A description of the view of realizability as quantifier elimination in the presence of quantifier alternation can be read in Section IV of this paper (PDF).

A TLA+ specification of realizability is the TLA+ module Realizability.tla. In particular, the alternation of quantifiers is present there in that:

IsRealizable(..., ...) <=> \E f, g, mem0:  \AA x, y:  ...
  • The symbol \E denotes existential quantification of constants (identifiers whose values remain unchanged throughout behavior steps).

  • The symbol \AA denotes universal quantification of variables (identifiers whose values can change over behavior steps).

  • In TLA+, a "behavior" is an infinite sequence of states. (More precisely, a behavior is a function that maps each natural number to a state; this function is itself in the metatheory of TLA+.)

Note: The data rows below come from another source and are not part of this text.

Issue #288, opened 2021-02-09
Code of Conduct


krenzland:
Hi all,

in our meeting today we came to the conclusion that it would be nice to have a code of conduct (CoC).
@AliceGabriel suggested something similar to the PETSc CoC which is based on the [contributor covenant.](https://www.contributor-covenant.org/version/2/0/code_of_conduct/).
Of course, we are open for other suggestions!

Personally, I like the suggested one, as it's basically "be nice to each other" and does not include anything which could lead to controversies. I especially like that it separates behavior in private and when representing this project. I also like that conflicts should be handled anonymous.

I suggest that we add this (or a similar CoC). I also suggest that we nominate ~2 people from LMU/TUM each to represent both communities as contact persons.This CoC would then apply to all repositories hosted by this Github organization.

What do you think? If no one complains in about a week or so, I'll open a pull request to this repo.

Cheers,
Lukas

Thomas-Ulrich:
Honestly, I doubt it would be of any help but I m not against trying.

krenzland:
I also don't see it as a necessity but I do not see any downsides. If we have one, we signal that we care about inclusion/openness to all collaborators, etc.

ravil-mobile:
hmmm, it is a pity. I collected some information about Code of Conduct, Contribution, etc from other projects like llvm, singularity, spack, docker, etc but I forgot to press om `comment`. Ok, I will repeat the process again

krenzland:
@ravil-mobile I would like to create a PR for a CoC soon. Should we wait for your contribution or can we go ahead with the contributor covenant?

For all others, please state possible objections in this issue! This should be a community effort and not something that is decided by a small minority. Thanks!

ravil-mobile:
Sorry for delay. I will do it today

ravil-mobile:
### Code of conduct
[llvm](https://llvm.org/docs/CodeOfConduct.html) - it is very nice. I like this style

[singularity](https://github.com/sylabs/singularity-cri/blob/master/CODE_OF_CONDUCT.md) - a template 

[spack](https://github.com/spack/spack/blob/develop/.github/CODE_OF_CONDUCT.md) - a template 

[docker](https://github.com/docker/code-of-conduct/blob/master/code-of-conduct-EN.md) - I guess it is a good example

[rocm](https://github.com/RadeonOpenCompute/rocm-spack/blob/develop/.github/CODE_OF_CONDUCT.md) - a template 

[...]

PR #300, opened 2021-02-25
Add code of conduct

krenzland:
As outlined in issue #288, we want to have a code of conduct. I propose that we use (maybe a modified version) of the one contained in this repository. It's the current version of the contributor covenant, one of the most widely adopted code of conducts.

Should we extend this by stating clearly who the community leaders are? I've created a mailing list seissol-maintainers@lists.lrz.de which we could use as a contact address. Otherwise it might be a bit unclear who is actually enforcing the code of conduct.

What do you think?

### DIFF
--- a/CODE_OF_CONDUCT.md
+++ b/CODE_OF_CONDUCT.md
@@ -1,0 +1,129 @@
+# Contributor Covenant Code of Conduct
+
+## Our Pledge
+
+We as members, contributors, and leaders pledge to make participation in our
+community a harassment-free experience for everyone, regardless of age, body
+size, visible or invisible disability, ethnicity, sex characteristics, gender
+identity and expression, level of experience, education, socio-economic status,
+nationality, personal appearance, race, religion, or sexual identity
+and orientation.
+
+We pledge to act and interact in ways that contribute to an open, welcoming,
+diverse, inclusive, and healthy community.
+
+## Our Standards
+
+Examples of behavior that contributes to a positive environment for our
+community include:
+
+* Demonstrating empathy and kindness toward other people
+* Being respectful of differing opinions, viewpoints, and experiences
+* Giving and gracefully accepting constructive feedback
+* Accepting responsibility and apologizing to those affected by our mistakes,
+  and learning from the experience
+* Focusing on what is best not just for us as individuals, but for the
+  overall community
+
+Examples of unacceptable behavior include:
+
+* The use of sexualized language or imagery, and sexual attention or
+  advances of any kind
+* Trolling, insulting or derogatory comments, and personal or political attacks
+* Public or private harassment
+* Publishing others' private information, such as a physical or email
+  address, without their explicit permission
+* Other conduct which could reasonably be considered inappropriate in a
+  professional setting
+
+## Enforcement Responsibilities
+
+Community leaders are responsible for clarifying and enforcing our standards of
+acceptable behavior and will take appropriate and fair corrective action in
+response to any behavior that they deem inappropriate, threatening, offensive,
+or harmful.
+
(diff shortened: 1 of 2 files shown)


CODE_OF_CONDUCT.md
```diff
@@ -0,0 +1,130 @@
+i# Contributor Covenant Code of Conduct
```
sebwolf-de, line 1: Typo ;-)

CODE_OF_CONDUCT.md
```diff
@@ -0,0 +1,130 @@
...
+not aligned to this Code of Conduct, and will communicate reasons for moderation
+decisions when appropriate.
+
+## Scope
+
+This Code of Conduct applies within all community spaces, and also applies when
+an individual is officially representing the community in public spaces.
+Examples of representing our community include using an official e-mail address,
+posting via an official social media account, or acting as an appointed
+representative at an online or offline event.
```
sebwolf-de, line 57: Should we add, that this code of conduct holds for all repositories within the SeisSol project?

CODE_OF_CONDUCT.md
```diff
@@ -0,0 +1,130 @@
...
+
+## Enforcement
+
+Instances of abusive, harassing, or otherwise unacceptable behavior may be
+reported to the community leaders responsible for enforcement at coraline c/o 
+idolhands dot com.
```
sebwolf-de, line 63: Fix Email adress here.

sebwolf-de (commented):
Hi Lukas, thanks for pushing this forward. Some small comments on the text of the code of conduct, but no major objections from my side.
About the email list: Who are the recipients? I think it is reasonable to keep the list of responsibles as small as possible i.e. not all SeisSol developers.

CODE_OF_CONDUCT.md
krenzland: Ah, there it is. I was actually unable to find the email address in the template...

CODE_OF_CONDUCT.md
krenzland: No, I'd just push it to other repositories later - otherwise it becomes very confusing. Maybe add it to the website as well (at some point).

krenzland: At least if we interpret community as the seissol community - which is fair here, I think, because this is obviously the main repository. Or what do you think?

sebwolf-de: So, let's have it at the main repo + website and link to it from all the other repos?

krenzland: Yup, that's a good idea. Not sure whether we need to link it from the other repos. I guess, most people come to the main repo first.

krenzland:
>  About the email list: Who are the recipients? I think it is reasonable to keep the list of responsibles as small as possible i.e. not all SeisSol developers.

Right now it's only me. I agree, we should not include all developers. Not sure, who is a good choice. Probably should also include @baderml and @AliceGabriel.

CODE_OF_CONDUCT.md
ravil-mobile: Hi. @krenzland thanks for your work. Maybe we can do something what [spack](https://github.com/spack/spack#code-of-conduct) did. I mean we can make a link to code of conduct in our main README.md. Would it be better if the file was placed in `<root>/.github` directory?

krenzland: Yes, it's a good idea to add this to the README.md.

About the .github directory: Github detects the file also in this way and it is a bit more visible when it is in the root.

sebwolf-de (approved):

  • In TLA+, a "state" is an assignment of values to names (of variables). (More precisely, a state is a function that maps each variable name to a value; this function is itself in the metatheory of TLA+.)

  • a "value" of a variable is a "set" in the metatheory of TLA+, when talking about states within the metatheory. Such a metatheoretic value is the semantics of the "value" that that variable represents within the object theory, TLA+.

    So there are two set theories present in this discussion:

    • the set theory within TLA+ (the object theory is TLA+)
    • the set theory within the metatheory of TLA+.

    The metatheory of TLA+ is where the semantics of TLA+ is defined. Inside the metatheory of TLA+, expressions of the object language TLA+ take the form of strings of the metatheory (those strings are "values" in the set theory of the metatheory, thus sets in the metatheory).

More about this formalization of realizability in TLA+ can be found in this document.

A formal definition of open systems and closed systems can be found in this paper (PDF), which describes also the definition of realizability.